BRIEF
Run through the records and, wherever a line holds the word "filename", return that line.

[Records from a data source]
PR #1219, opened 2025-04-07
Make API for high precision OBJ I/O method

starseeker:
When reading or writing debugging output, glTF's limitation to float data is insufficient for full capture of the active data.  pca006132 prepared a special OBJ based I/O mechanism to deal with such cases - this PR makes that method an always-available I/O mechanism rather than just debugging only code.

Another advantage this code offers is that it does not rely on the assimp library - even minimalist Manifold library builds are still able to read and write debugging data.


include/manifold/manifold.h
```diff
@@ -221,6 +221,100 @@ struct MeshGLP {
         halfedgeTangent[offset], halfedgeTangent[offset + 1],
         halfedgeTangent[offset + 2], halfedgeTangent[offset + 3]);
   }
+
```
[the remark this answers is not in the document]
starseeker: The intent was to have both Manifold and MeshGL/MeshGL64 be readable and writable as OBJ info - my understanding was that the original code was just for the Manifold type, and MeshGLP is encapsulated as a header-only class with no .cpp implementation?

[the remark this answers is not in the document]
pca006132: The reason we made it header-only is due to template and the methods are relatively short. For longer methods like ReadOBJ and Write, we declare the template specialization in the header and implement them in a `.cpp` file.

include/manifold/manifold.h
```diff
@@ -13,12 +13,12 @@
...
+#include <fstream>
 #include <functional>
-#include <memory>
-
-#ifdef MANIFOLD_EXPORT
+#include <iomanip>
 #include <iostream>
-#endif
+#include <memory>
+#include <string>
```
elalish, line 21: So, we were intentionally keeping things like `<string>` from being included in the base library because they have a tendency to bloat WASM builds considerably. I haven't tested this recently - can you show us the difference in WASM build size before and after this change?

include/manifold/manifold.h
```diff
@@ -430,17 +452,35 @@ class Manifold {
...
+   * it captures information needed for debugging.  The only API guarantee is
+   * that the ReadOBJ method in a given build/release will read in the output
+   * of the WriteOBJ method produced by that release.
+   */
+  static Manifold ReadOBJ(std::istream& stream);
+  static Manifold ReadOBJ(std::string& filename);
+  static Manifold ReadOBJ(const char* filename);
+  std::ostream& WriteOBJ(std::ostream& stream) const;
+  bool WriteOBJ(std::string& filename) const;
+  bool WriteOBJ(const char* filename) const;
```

TASK RESPONSE
+  static Manifold ReadOBJ(std::string& filename);
+  static Manifold ReadOBJ(const char* filename);
+  bool WriteOBJ(std::string& filename) const;
+  bool WriteOBJ(const char* filename) const;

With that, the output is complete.